Effect of hnRNP A1 knock-down on neuronal health. A, Immunofluorescent images of Neuro-2a cells stained for DAPI (blue), hnRNP A1 (green), and β-III-tubulin (red) to identify neurites. Cells in the siNEG condition have more neurites that appear longer as compared with the siA1 condition. Scale bar: 20 μm. B, Neurites were traced in the β-III-tubulin channel in ImageJ using the NeuronJ plugin as described in Materials and Methods. Quantification revealed that siA1-treated Neuro-2a cells have significantly fewer neurite branches as compared with the siNEG condition. Unpaired t test (***p < 0.001); n = 3 biological replicates. Individual cell values (n = 30 cells per replicate for siNEG; n = 20 cells with >50% knock-down for siA1) are plotted as the mean ± SEM. C, Corrected total hnRNP A1 nuclear fluorescence of Neuro-2a cells treated with siA1 correlates with neurite branch number. PC test (r = 0.167, r² = 0.02,799, p = 0.0498); n = 3 biological replicates. Individual cell values (n = 30 cells per replicate) are plotted.

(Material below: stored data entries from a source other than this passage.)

PR #739, opened 2023-12-12
Remove TODOs and FIXMEs

### LINKED ISSUE #715: Fix TODOs and FIXMEs in the code or replace by issues.
There should be no TODO or FIXME statements in the code. These should be replaced by issues.

orelgueta:
Most removals were trivial and only one required opening an issue (but it is quite broad). 

A few were removed because it is anyway planned to implement the functionality mentioned. 

In one case a note was added to the function instead to mention that it might be removed in the future. If anyone has a better idea how to do it, I am happy to hear it (I thought about marking it as deprecated, but it seems premature to do it here).

One TODO is left in the code but it should be fixed in #718.

Fixes #715.

### DIFF
--- a/simtools/applications/compare_cumulative_psf.py
+++ b/simtools/applications/compare_cumulative_psf.py
@@ -71,9 +71,6 @@
 
         d80 in cm = 3.3662565358159013
 
-    .. todo::
-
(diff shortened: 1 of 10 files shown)


GernotMaier (approved):
All good, tahnks!

PR #740, opened 2023-12-12
Switch Current to released

### LINKED ISSUE #416: Change "Current" to "Released"
Change the name "Current" version to "Released" to make the meaning clearer.

orelgueta:
This PR changes from the name "Current" for the latest "Released" telescope model to the name "Released" cause it's clearer. 
Fixes #416.

### DIFF
--- a/tests/unit_tests/model/test_telescope_model.py
+++ b/tests/unit_tests/model/test_telescope_model.py
@@ -7,7 +7,6 @@ import numpy as np
 import pytest
 from astropy import units as u
 
-import simtools.utils.general as gen
 from simtools.model.telescope_model import InvalidParameter, TelescopeModel
 
 logger = logging.getLogger()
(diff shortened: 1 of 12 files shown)


VictorBarbosaMartins (approved):
Ok, all good

tests/unit_tests/model/test_telescope_model.py
```diff
@@ -7,26 +7,16 @@
...
 from astropy import units as u
 
-import simtools.utils.general as gen
 from simtools.model.telescope_model import InvalidParameter, TelescopeModel
 
 logger = logging.getLogger()
 logger.setLevel(logging.DEBUG)
 
 
 @pytest.fixture
```
tobiaskleiner, line 16: Is this really needed just to return a string of the filepath?

orelgueta:
Thanks, I will wait for the tests to pass and then merge.

tobiaskleiner (approved):
Approved. Good for merging.

tests/unit_tests/model/test_telescope_model.py
orelgueta: pytest fixtures are very useful in general (I won't give details here, but it's worth reading about). In this case it is used as a nice way to define a constant for all tests in the module that need it. It is not really the intended use case and It is much more powerful than that, but since we use it everywhere for other things, we might as well use it here as well.

orelgueta:
OK the integration test failed because I just replaced a file in the DB while it was running (stupid of me). I will rerun it just to be safe and then merge.

PR #742, opened 2023-12-12
Add mirror shape diameter to db

### LINKED ISSUE #419: Add mirror shape and diameter to DB
https://github.com/gammasim/gammasim-tools/blob/8cdb37a97cf9c4fcf37ed0380927c28e4735cb3a/simtools/model/mirrors.py#L60

orelgueta:
Fixes #419.
The issue was not really related to the code but to add parameters to the DB. However, I took advantage and improved the way we add parameters to the DB (even though we do not plan to do it often).
This resulted also in the addition of two general functions in `general.py`. Since I have seen somewhat similar code in @GernotMaier PR lately, I mention you explicitly and ask you to review. Perhaps you see a way to use these functions elsewhere or modify them such that they are useful (I tried to look quickly, but it's not immediately obvious to me).


simtools/utils/general.py
```diff
@@ -808,3 +809,59 @@ def sort_arrays(*args):
         _, value = zip(*sorted(zip(order_array, arg)))
         new_args.append(list(value))
     return new_args
+
+
+def extract_type_of_value(value) -> str:
```
GernotMaier, line 814: Do we need this as well for astropy Quantities? Do we want to keep them in the long style?

```
>>> type(3.*u.m)
<class 'astropy.units.quantity.Quantity'>
>>> type(u.m)
<class 'astropy.units.core.IrreducibleUnit'>
```

Or is the class always connect to get_value_unit_type which takes Quantities apart? If yes, maybe add a remark in the docstring.

GernotMaier (approved):
All good - minor comment only. Approved.

simtools/utils/general.py
orelgueta: I don't see how it would be useful for astropy quantities. This is really only useful in order to save in the DB the type in a way that `type()` can then be applied directly.
It doesn't have to be related to `get_value_unit_type`, so a comment in the docstring is probably not necessary. However, I could add some sort of "protection" that if a Quantity is provided, it raises an error. What do you think?

GernotMaier: This would be fine with me - but you will have to judge if this is useful. If not, just leave it and merge.

orelgueta: OK, I added a not implemented error for astropy units. Since tests passed before on Github and now they passed again locally, I won't wait for them to pass and just merge.

PR #747, opened 2023-12-15
Old production tool real test

### LINKED ISSUE #741: improve testing of old production tool after merging #726
I don't mind that it is a bit uglier now, as it seems to be working. With this, the old production tool is again functional and has a zero padding (did not think this would be so important.). I tested locally (merging #740 before) as I suggested before and, therefore, I am approving.

As a side note, the tests are still not sufficient to detect whenever the tool gets broken again. So, I will wait for us to merge #726 before implementing better tests.

_Originally posted by @VictorBarbosaMartins in https://github.com/gammasim/simtools/issues/735#issuecomment-1852322878_

VictorBarbosaMartins:
Closes #741.

After getting the old production tool (`simtools-production`) to life, now it is time to test it properly. In this PR, I made some changes in the tool to allow it running simtel_array for specific input CORSIKA files. Before, only a rather non-trivial structure of sub-directories was allowed, which made difficult to test the tool with `--array_only` option. 

Major changes:
- It is now possible to run e.g. `simtools-production --productionconfig ./tests/resources/prod_config_test.yml --task simulate --array_only --submit_command local --output_path . --corsika_files tests/resources/tel_output_10GeV-2-gamma-20deg-CTAO-South.zst` and check the output in `ls simtel-data/North/proton/data/run000001_proton_za020deg_azm000deg_North_TestLayout_test-production.simtel.zst`
- This new feature is tested by checking whether the output file exists (expanded a bit the test_applications_from_config). This is good and we should use for all the applications which generate output files and are not ecsv.

Remaining point, which I deem for unimportant is whether we want or not to change the name of the test files to include the zero padding. We have a couple of files in resources still in the old format, e.g. `tests/resources/run1_proton_za20deg_azm0deg_North_1LST_test-lst-array.corsika.zst`.


tests/unit_tests/corsika/test_corsika_runner.py
```diff
@@ -43,7 +43,7 @@ def corsika_runner(corsika_config_data, io_handler, simtel_path, db_config):
 @pytest.fixture
 def corsika_file(io_handler):
     corsika_file = io_handler.get_input_data_file(
-        file_name="run1_proton_za20deg_azm0deg_North_1LST_test-lst-array.corsika.zst", test=True
+        file_name="run1_proton_za20deg_azm0deg_north_1lst_test-lst-array.corsika.zst", test=True
```
orelgueta, line 46: Please do not change the name of the file, it is produced with the specific naming and capitalisation and should not change unless there is good reason for it. In this case it seems to be a bug that changes the name of the file, not an actual good reason.

tests/unit_tests/simtel/test_simtel_runner_array.py
```diff
@@ -49,7 +49,7 @@ def simtel_runner(array_model, simtel_path):
 @pytest.fixture
 def corsika_file(io_handler):
     corsika_file = io_handler.get_input_data_file(
-        file_name="run1_proton_za20deg_azm0deg_North_1LST_test-lst-array.corsika.zst", test=True
+        file_name="run1_proton_za20deg_azm0deg_north_1lst_test-lst-array.corsika.zst", test=True
```
orelgueta, line 52: Same comment as above:
> Please do not change the name of the file, it is produced with the specific naming and capitalisation and should not change unless there is good reason for it. In this case it seems to be a bug that changes the name of the file, not an actual good reason.

orelgueta (changes requested):
A few minor issues and the file name point which points to a bug somewhere.

simtools/applications/production.py
```diff
@@ -270,7 +286,24 @@ def main():
...
+            else:
+                if not isinstance(args_dict["corsika_files"], list):
+                    args_dict["corsika_files"] = [args_dict["corsika_files"]]
+                input_list = args_dict["corsika_files"]
+
+            for corsika_file in input_list:
+                if not Path(corsika_file).exists():
+                    msg = (
+                        f"CORSIKA file {corsika_file} does not exist. Please run the "
+                        f"production with the `--showers_only` option first or point the "
```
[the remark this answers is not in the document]
VictorBarbosaMartins: There is one variable: `{corsika_file}` maybe you didn't see it because it is an iterator

VictorBarbosaMartins:
Hi Orel. Thanks for the comments. I addressed your comments and returned the name to what it was before. I had not seen before the `.lower()` in the argument of the new parameter, I think that might solve the problem I was having before.

orelgueta (approved):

D, Neuro-2a cells treated with siA1 have significantly shorter neurites as compared with the siNEG condition. Unpaired t test (***p < 0.001); n = 3 biological replicates. Individual cell values (n = 30 cells per replicate for siNEG; n = 20 cells with >50% knock-down for siA1) are plotted as mean ± SEM. E, Corrected total hnRNP A1 nuclear fluorescence of Neuro-2a cells treated with siA1 correlated with neurite sum length. PC test (r = 0.2959, r² = 0.08,758, p = 0.0015); n = 3 biological replicates. Individual cell values (n = 30 cells per replicate) are plotted. F, HnRNP A1 knock-down significantly increased cellular cytotoxicity as compared with siNEG-treated cells as measured by the CYQUANT LDH cytotoxicity assay. Unpaired t test (*p < 0.05); n = 3 biological replicates. Data are plotted as mean ± SEM.

Figure 5.

HnRNP A1 knock-down affects SG formation. A, Immunofluorescent images of differentiated Neuro-2a cells treated with siNEG or siA1 for 72 h followed by 30-min treatment with sodium arsenite. Cells are stained for β-III-tubulin (blue), hnRNP A1 (red), and G3BP (green) to identify SGs. Cells in the siNEG condition have significantly more punctate-like G3BP⁺ granules as compared with the siA1 condition. Scale bar: 20 μm. B, Quantification revealed that sodium arsenite-treated Neuro-2a cells in the siA1 condition form significantly fewer SGs as compared with the siNEG condition. Unpaired t test (****p < 0.0001); n = 3 biological replicates. Individual cell values (n = 90 cells per replicate for siNEG; n = 141 cells with >50% knock-down for siA1) are plotted as mean ± SEM. C, HnRNP A1 cell fluorescence of Neuro-2a cells treated with siA1 followed by sodium arsenite treatment correlates with number of SGs. PC test (r = 0.2825, r² = 0.07,982, p < 0.0001); n = 3 biological replicates. Individual cell values (n = 90 cells per replicate) are plotted. D, Quantification revealed that sodium arsenite-treated Neuro-2a cells in the siA1 condition have significantly smaller SGs as compared with the siNEG condition. Unpaired t test (****p < 0.0001); n = 3 biological replicates. Individual cell values (n = 90 cells per replicate for siNEG; n = 141 cells with >50% knock-down for siA1) are plotted as mean ± SEM.